Updated on 04.22.08

Born to Buy: Inside the Child Brain

Trent Hamm

This is the tenth discussion in a “book club” series on Born to Buy by Juliet Schor, which focuses on consumerism issues and young children. You can jump back to the first discussion if you’d like. This discussion covers the the latter part of the sixth chapter, “Dissecting the Child Consumer,” starting on page 109 at the subheading “Inside the Child Brain” and continuing through the rest of the chapter.

born to buyMost of this section covers the nuts and bolts of how companies engage in research when it comes to children and, quite frankly, most of it comes down to money. Many of the more intense research programs pay the children (or parents of the children) when they “volunteer” to participate in a focus group or another marketing research program.

I found two quite interesting pieces in this section.

Is Marketing Research Child Labor?
On page 115, Schor mentions:

Watching the bedraggled crowd at one focus group site as the evening (a school night) wore on, I wondered why this phenomenon has stayed out of public view. We don’t let eleven year olds staff fast food joints at 8:30 on weeknights. Why hasn’t there been any discussion of their work at the local focus group facility?

I think I can actually answer that question. It’s because information work – white collar work – is perceived differently than labor. In other words, work in a focus group is seen as existing under different rules than work in a fast food restaurant.

You can see it quite often in the adult world, where IT workers are required to have their cell phones on at all times. On the other hand, factory workers clock out and completely forget about their workplace. Businessmen are chained to their Blackberries, but waitresses go off duty and forget about the restaurant. Construction workers leave their cranes behind at the end of the day – but other workers come home with a briefcase or a laptop in hand.

Unfair labor laws exist all over the place for blue collar jobs, but not for white collar jobs. Why is this? In the past, blue collar jobs were the ones that could be exploited for profit, as white collar jobs merely existed to manage the work of blue collar jobs.

In the information economy, though, white collar workers are now doing much of the actual productive work, but the perception that white collar jobs don’t demand any labor protections still exists.

It’s this same perception that allows children to be at the focus group until very late, earning their pay for being in the marketing program, but they’re not allowed to flip burgers at the restaurant.

An interesting double standard, isn’t it?

Childhood Friendships for Fun and Profit!
Another interesting aspect of all of this pops up on page 116:

I encountered other troubling aspects of the research process, such as the use of one child to recruit others. In these cases, full disclosure to both children and parents is much harder to ensure. The research cannot be certain about how a situation is being described and the preconceptions friends are coming with. The recruiting child also has a financial incentive to get others to participate, which raises the potential for exploitation.

This sounds an awful lot like multi-level marketing to me – Amway/Quixtar for kids, in other words, where people make income at least in part by recruiting others into the system.

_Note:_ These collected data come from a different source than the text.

PR #1411, opened 2026-07-13
feat(ui): library modal `SYNTH-146`

Dhruv-0-Arora:
Replaces the old docked "Spawn Asset" side panel with a big centered Library modal

SYNTH-146

## Solution

Assets didn't have a year before, so I added year and thumbnail fields to the asset manifest. The build script (update_manifest.ts) figures out the year by reading it from each file's name (e.g. KitBot (2024) → 2024), and assets with no year fall into an "Other" tab. This metadata flows all the way through to cached assets, so downloads keep their info.

The design has year tabs across the top, and each tab shows that year's robots and its field together in a card grid. Each card has a thumbnail slot (with a placeholder icon until real images get uploaded), a spawn button, a "downloaded" badge, and a delete button. The old Saved / Autodesk Hub / Import-from-File options are still there.

Screenshot 2026-07-13 at 4 22 27 PM

Switched the old panel over to a modal everywhere it gets opened, moved the shared spawn logic into its own file so it isn't duplicated, and fixed the onboarding tour to react to the modal opening instead of the panel.

> [!IMPORTANT]
> Years and thumbnails only show up once the asset pack is rebuilt and redeployed - the committed asset pack wasn't touched yet

---

- [ ] User-facing polish:
Thread structured per-asset `year` and optional `thumbnail` from the
manifest through to cached assets so the asset library can group and
preview assets:

- Widen the manifest schema (ManifestFileEntry) with year/thumbnail.
- Derive year (parsed from filenames at build time) and resolve a
  sibling thumbnail path in update_manifest.ts.
- Expose both on DefaultAssetInfo, resolving the thumbnail to a
  servable URL.
- Persist them onto MirabufCacheInfo via cacheRemote/storeInCache so
  downloaded assets retain the metadata; older cached entries still
  deserialize since the fields are optional.


rutmanz:
as I recall, there is a thumbnail embedded in the mira metadata that is currently unused. Perhaps this would be a good use for it?

PepperLola (commented):
~~I haven't tested it locally yet but, going off of the screenshot: would it make sense to completely remove the "Saved Assets" section and instead make the visual distinction between cached and non-cached assets be that cached ones have a + icon instead of a download icon? I feel like users will generally want to look for cached assets first, so it doesn't really make sense to put them underneath the ones for that year.~~

On second thought it looks like this may already be the case and that area is specifically for assets that don't fit in any year?

PR #1415, opened 2026-07-15
Spawn Location Configuration `[SYNTH-235]`

AlexD717:
## Task

SYNTH-235

## Symptom

Currently we support having custom robot spawn locations (used when starting a match), but no user facing way to edit it (apart from developer tools, which isn't user friendly).

## Solution

Add a configuration options for fields for editing robot spawn locations.

## Verification

- [x] Can edit robot spawn locations for fields (test by starting match mode with "Move Robots to Starting Position" toggled on)
- [x] Camera position editing still works
- [x] Shows a cone indicator for robot positions and fixed rotation camera positions corresponding to their direction.

---

- [x] User-facing polish:


rutmanz:
image
image

I might add a background of some kind and maybe alliance color (attached what I did for protected zones for reference) just to make each spawn position card feel separate. Right now the style feels a little unpolished.

This is definitely an improvement over the old system, I was observing that there is no way to visualize the yaw though. Maybe an arrow like we have for the ejector but a different color? Or maybe like a ghost dozer to give a sense of direction and scale

It also might be nice to have the xyz coordinates editable, just to help people align them if they want. Could also leave that to the devtools interface though, I don't feel strongly about this one

fission/src/mirabuf/MirabufSceneObject.ts
```diff
@@ -354,8 +354,6 @@ class MirabufSceneObject extends SceneObject implements ContextSupplier {
                 ? fieldLocations[this.alliance][this.station]
                 : fieldLocations?.default
 
-        // TODO
-        // Why are we calling this?
         field?.getPositionTransform(referencePos)
```
rutmanz: wait do you know why we are calling this?

fission/src/ui/panels/configuring/assembly-config/interfaces/FieldPointEditing.ts
```diff
@@ -0,0 +1,92 @@
...
+
+/** Holds a physics pause for as long as the calling component is mounted (e.g. while editing a field-relative point). */
+export function useHoldPhysicsPauseWhileMounted() {
+    useEffect(() => {
+        World.physicsSystem.holdPause(PAUSE_REF_ASSEMBLY_CONFIG)
+        return () => {
+            World.physicsSystem.releasePause(PAUSE_REF_ASSEMBLY_CONFIG)
+        }
+    }, [])
+}
```
rutmanz: ok I really like this refactor. Does it make sense to use random IDs instead of the constants so that if you are for some reason opening multiple panels like this they don't cause any conflicts? Also I might put this (and the function below it) in a more global place, because these same patterns are used in a bunch of other panels and it would be nice to have them use this too

fission/src/ui/panels/configuring/assembly-config/interfaces/ConfigureSpawnPositionsInterface.tsx
```diff
@@ -0,0 +1,226 @@
...
+}
+
+function setSpawnLocation(locations: SpawnLocations, path: SpawnSlotPath, value: SpawnLocation): SpawnLocations {
+    if (path === "default") return { ...locations, default: value }
+    return { ...locations, [path.alliance]: { ...locations[path.alliance], [path.station]: value } }
+}
+
+function capitalize(word: string): string {
+    return word[0].toUpperCase() + word.slice(1)
+}
```
rutmanz: probably move to a more general utility file

rutmanz (approved):
LGTM, I think some of the refactors could be made more general but up to you. I didn't realize that react hooks could be made reusable like that but it makes a lot of sense and feels much cleaner

fission/src/mirabuf/MirabufSceneObject.ts
AlexD717: the .getCenter call in the function mutates the referencePos vector. This is then needed by setObjectPosition to account for possible field transformations. I will add a comment.

fission/src/ui/panels/configuring/assembly-config/interfaces/FieldPointEditing.ts
AlexD717: Currently, you can only have one configure panel open and only one section open, so its impossible for multiple PAUSE_REF_ASSEMBLY_CONFIG to conflict. We have different pause refs for other panels (`fission/src/systems/physics/PhysicsTypes.ts` if you want to look at all of them). I'm assuming we don't use random ids for easier debugging.

PepperLola (dismissed):
I would like all of the spawn positions to be rendered when in the list view for the configuration, then only render a single one when you're editing one.

fission/src/ui/panels/configuring/assembly-config/interfaces/FieldPointEditing.ts
Dhruv-0-Arora, line 1: I think a test for the content here would be beneficial

fission/src/ui/panels/configuring/assembly-config/interfaces/ConfigureSpawnPositionsInterface.tsx
```diff
@@ -0,0 +1,234 @@
...
+            prefs.spawnLocations = initial
+        })
+    }, [registerCleanupFunction, selectedAssembly])
+
+    const updateLocation = useCallback(
+        (slot: SpawnSlot, updated: SpawnLocation) => {
+            setLocations(prev => {
+                const next = setSpawnLocation(prev, slot.path, updated)
+                next.hasConfiguredLocations = true
+                persist(next, selectedAssembly)
```
Dhruv-0-Arora: persist() being in setLocations is a react anti-pattern

fission/src/ui/panels/configuring/assembly-config/interfaces/FieldPointEditing.ts
```diff
@@ -0,0 +1,135 @@
...
+export function useFieldPointMarkers(
+    selectedField: MirabufSceneObject,
+    points: readonly FieldPointMarker[],
+    facing: "+z" | "-z" = "+z"
+) {
+    useEffect(() => {
+        const fieldRef = selectedField.getXZPositionTransform(new THREE.Vector3())
+
+        const markers = points.map(({ pos, yaw, pitch }) => {
+            const material = createIndicatorMaterial()
```
Dhruv-0-Arora: Wouldn't it be ideal to .dispose() this material?

fission/src/ui/panels/configuring/assembly-config/interfaces/FieldPointEditing.ts
```diff
@@ -0,0 +1,135 @@
...
+const DIRECTION_INDICATOR_COLOR = 0xffcc33
+const INDICATOR_RENDER_ORDER = 1000
+
+function createIndicatorMaterial(): THREE.MeshToonMaterial {
+    const material = World.sceneRenderer.createToonMaterial(DIRECTION_INDICATOR_COLOR)
+    material.depthTest = false
+    material.depthWrite = false
+    material.transparent = true
+    return material
+}
```
Dhruv-0-Arora: This seems to be more of a constant. Would it be better to create a constant material so you don't have to create it every time and just reference the same material instead?

Dhruv-0-Arora (changes requested):

fission/src/ui/panels/configuring/assembly-config/interfaces/FieldPointEditing.ts
AlexD717: It is being disposed? Line 131

```
        return () => {
            markers.forEach(({ group, material, geometries }) => {
                World.sceneRenderer.scene.remove(group)
                geometries.forEach(geometry => geometry.dispose())
                material.gradientMap?.dispose()
                material.dispose()
            })
        }
```

fission/src/ui/panels/configuring/assembly-config/interfaces/FieldPointEditing.ts
AlexD717: Can't be easily done as a pure constant. Changed so that its now created once and then referenced across all 7 spawn points.

AlexD717: Never mind, had a skill issue moment

Dhruv-0-Arora (approved):
I like 🐢 s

The only catch here is that it’s kids effectively doing it to other kids – they’re convincing playground chums to sign up in order to make profit for themselves.

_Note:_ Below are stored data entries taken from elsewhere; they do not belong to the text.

PR #449, opened 2017-12-04
Imported Configuration File capabilities from adafruit/rpi-fb-matrix

antgiant:
By importing the configuration file capabilities from the adafruit/rpi-fb-matrix repo into the led-image-viewer example, much more complex panel arrangements are supported without requiring any coding. It is also fully backwards compatible.

### DIFF
--- a/utils/Config.cpp
+++ b/utils/Config.cpp
@@ -1,0 +1,135 @@
+// -*- mode: c++; c-basic-offset: 2; indent-tabs-mode: nil; -*-
+// Matrix configuration parsing class implementation.
+// Author: Tony DiCola
+#include <sstream>
+#include <stdexcept>
+#include <vector>
+#include <iostream>
+#include <string>
+
+#include <libconfig.h++>
+
+#include "Config.h"
+
+using namespace std;
+
+// Get value if it exists, otherwise return default.
+static int getWithDefault(const libconfig::Setting& root, const char *key,
+                          int default_value) {
+  return root.exists(key) ? root[key] : default_value;
+}
+
+Config::Config(rgb_matrix::RGBMatrix::Options *options,
+               const string& filename)
+  : _moptions(options),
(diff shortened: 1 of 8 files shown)


marcmerlin:
This looks interesting, but can you explain if this is still needed ? It looks like the U-Mapper will do what this is doing with different config options.

antgiant:
No worries, it has been a while since I thought about this.
Most of the time the existing options can work, and I will admit that the simple U pattern in the example doesn't do this config setup justice. Where this really shines is with more complex wiring set ups. 
Fundamentally, this lets you create a config matrix that is laid out just like your physical screens. Then you can go through and match the order in the config to what you physically wired, including orientation. Want to wire in a spiral or straight across the top row and then a n pattern for the next rows or even just randomly, no problem this config setup can handle them all, while still being reasonably readable.
My original use case was a wiring pattern that did not easily map to one of the existing options. I found this way of doing it much easier than fighting with the options.

marcmerlin:
Ok, that does sound very interesting and needed indeed.
that said, I also just merged this, which I haven't had time to test:
https://github.com/hzeller/rpi-rgb-led-matrix/tree/master/lib#feature-remap-mapper-experimental
https://github.com/hzeller/rpi-rgb-led-matrix/pull/1478

Can you check if this fulfills your need before we add another different way to do things?

antgiant:
It looks to me like what you just merged is just as capable as this. That one works from command line arguments vs this one requiring a config file. Otherwise they look pretty equivalent to me. I find the syntax of that one to be far more confusing but am well aware that is a matter of taste. :-)

marcmerlin:
@antgiant  to be clear, I merged the other one because it would merge as is while yours did not and needed to be rebased. I'm not saying it's better :)
If you have a chance to try it out and let me know if it does the job for you, that would be super appreciated.

Issue #413, opened 2017-10-24
led-image-viewer not working on latest Raspbian Strecht Lite


soyxan:
After installing the required packages:

`sudo apt-get install libgraphicsmagick++-dev libwebp-dev -y
`

If I try to display an animated GIF i get the following runtime error:

`Trouble loading  (Magick: No decode delegate for this image format () reported by magick/constitute.c:1529 (ReadImage))
`

The same GIF file was correctly displayed on Raspbian Jessie Lite.

How can I install the required delegates?

hzeller:
I haven't seen this error message before. But maybe there is some additional image library dependency missing ?

Did you double-check, that the image is readable by everyone ? The image viewer drops permissions to daemon/daemon, so that would need to have read access (you can switch this off with `--led-no-drop-privs` for a quick test if it is permission problems).

soyxan:
The image is readable by everyone and adding your argument to the command-line does not have any effect.
This same setup was working on Raspbian Jessie Lite.
Following the runtime error, I have found this definition of "delegate" in the GraphicsMagick webpage

`Add on third-party libraries and applications which extend the formats supported by GraphicsMagick may be obtained from this directory. Windows users can usually ignore the contents of this directory since all common delegates are included in the Windows source and binaries packages.
`

Even they provide a link to a FTP where you can download those "delegates" but I have no idea how to install them on the Raspberry Pi

[ftp://ftp.graphicsmagick.org/pub/GraphicsMagick/delegates](ftp://ftp.graphicsmagick.org/pub/GraphicsMagick/delegates)

Any idea in how to proceed?

hzeller:
I'd look if there are such delegates available as debian packets.
Also, maybe inform the package owner of that libgraphicsmagick++-dev  debian packet that it does not work as intended.

PR #457, opened 2017-12-14
Extend video-viewer to play videos on loop, all videos passed

t413:
Hey! I also have the issue #413 with the latest raspbian not being able to use libgraphicsmagick– but libavcodec plays gifs quite well. So I extended the video-viewer to be slightly more full-featured.

- video-viewer now includes -r<repeat-secs> to repeat each video for at least x seconds. Great for short GIFs that you'd like to loop a few times.
- video-viewer now loops over all passed video files instead of just the first one.
  - _This may seem like overkill, couldn't one just call video-viewer again in a loop? Yes– however the system loading time to instantiate and initialize the matrix, the avcodec library, etc adds several seconds of blank screen between very short videos. Allowing video-viewer to play each file passed makes it consistent with the image viewer._
- Moved the -R and -L options over to text-example, allowing rotated displays and a U-shaped display just like image and video viewers.
- Added a few more stats to the stderr output in video-viewer with frames decoded, time played, and filename.

All of the changes preserve the exact default behavior of each app. I've tried to keep the same code styling and use consistant option names between apps.

Hope this can be useful to more than just me and my friend (who is already using these additions)!

### DIFF
--- a/lib/multiplex-mappers.cc
+++ b/lib/multiplex-mappers.cc
@@ -166,7 +166,7 @@ public:
   void MapSinglePanel(int x, int y, int *matrix_x, int *matrix_y) const {
     const bool is_left_check = (x < panel_cols_/2);
 
-    if((y <= 7) || ((y >= 16) && (y <= 23))){
+    if ((y <= 7) || ((y >= 16) && (y <= 23))){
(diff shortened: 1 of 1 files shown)


himura95:
Thanks you very much !!!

It’s hard enough for adults to distinguish social marketing techniques – have you ever been seduced by a salesman into buying a product, for example, or witnessed it happening? It’s even worse when you introduce such factors to kids who are at least as prone to social acceptance and don’t have the years of life experience needed to build up a good filter against such marketing.

There are times when I genuinely feel uncomfortable about the issues I face raising my kids today.

The next discussion, coming in two days, will cover the first half of the seventh chapter, “Habit Formation,” starting on page 119 and ending after page 129 at the subheading “Who’s Responsible: Parents or Advertisers?”.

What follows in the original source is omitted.